最後に、家庭科の本日御議論いただきます資料6の右側の欄でございますけれども、こちらにおいて、時間軸と空間軸を技術のような形で整理したらどうかという御意見を頂戴しておりましたので、空間軸として、小学校から上がるに従って、家庭、地域、社会、あるいは時間軸として、現在の生活、それからこれからの生活、更に生涯を見通した生活という形での修正を図らせていただいたという形でございます。
今御紹介させていただいたものは、前回頂いた意見の中の主なものでございます。前回意見につきましては、資料1の方になりますけれども、こちらの技術分野につきましては、16ページからがその際に頂戴した意見でございます。また、同じく資料1の4ページから7ページまでが、家庭分野について頂戴した意見でございます。こちらの方も御参考になさっていただければと思います。
説明につきましては以上です。
【橋本主査】  ありがとうございました。
それでは、家庭科、技術・家庭科における教育のイメージにつきまして、これから30分程度の時間で意見交換を行いたいと思います。特に分野で区切りませんので、技術分野、家庭分野、あるいは両方にまたがる御意見も頂ければと思います。
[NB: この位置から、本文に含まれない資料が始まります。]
Issue #1168, opened 2025-04-02
Enhancement: Create a re-usable dashboard pager


djjuhasz:
We have implemented a pager control on the SIPs list page, but the implementation is dependent on the particulars of the SIP list page and data store.   Any Dashboard page that has a potentially large list of entities (e.g. the AIPs page) will need a pager, so it would good to have a re-usable pager implementation to avoid creating a custom pager for each entity list.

御意見のある方は、あらかじめこの名札を立てていただきますと、私の方で指名をさせていただきます。また、発言が終わりましたら、元に戻していただきますようお願いいたします。
主な変更点ということ、それから家庭分野と技術分野両方見比べてということで、是非様々な観点から御意見を頂きたいと思いますので、よろしくお願いいたします。
例えば前回、家庭分野の方で御意見として、中学校のところで、幼児と言うけれども、むしろ広げた方がいいのではないかという御意見もありましたけれども、実際地域の方々の御協力でいろいろ学習活動を展開するということはあるのですが、やはり小・中・高という全体的な枠組みの中では、ここに変更したように、中学校では幼児理解というようなことを進め、そして高校では子育てという、支援等の理解に広げていくという考えでまとめてあると見ていただければと思います。
いかがでしょうか。全体的なことでもいいし、技術分野、家庭分野両方見てということでもよろしいです。
池田委員、お願いします。
【池田委員】  まず1つ目、技術分野の方の資料5ですけれども、中学校のところの4つ目の丸、「技術分野固有の見方や考え方を踏まえて、解決方策が最適なものとなるよう」という文言を加えて、「設計・計画」ということで、これはすごくいいことだろうと思います。
それから、5番目の情報活用能力についても少し上がって、最初の方に出てきているということで、これからの情報に関わる資質・能力の育成という意味ではこの方がいいのかなと。もうちょっと詳しい内容が必要かどうか、ちょっと今分かりません。
1つ分からないところが、1つ目の丸で、「主な技術」と出ていますけれども、今まで出ていた4つの内容以外にも広げるという意味で解釈していいのかどうかというところが、ちょっと今お伺いしたいところです。
それから同じく家庭分野のところの最後の丸。私は高校の情報化の方にも出ておるので、ちょっと情報のことが気になるんですが、「消費・環境に配慮したライフスタイルを確立するため」ということで、消費生活における情報化ということを考えると、もう少し違った表現はないのかなと感じました。
以上です。
【橋本主査】  ありがとうございます。池田委員、今質問という形ですが、御自分としては少し何々などというふうに明示をした方がいいというお考えなのか、やはり総括的にこのような書き方が……。どうなんでしょう。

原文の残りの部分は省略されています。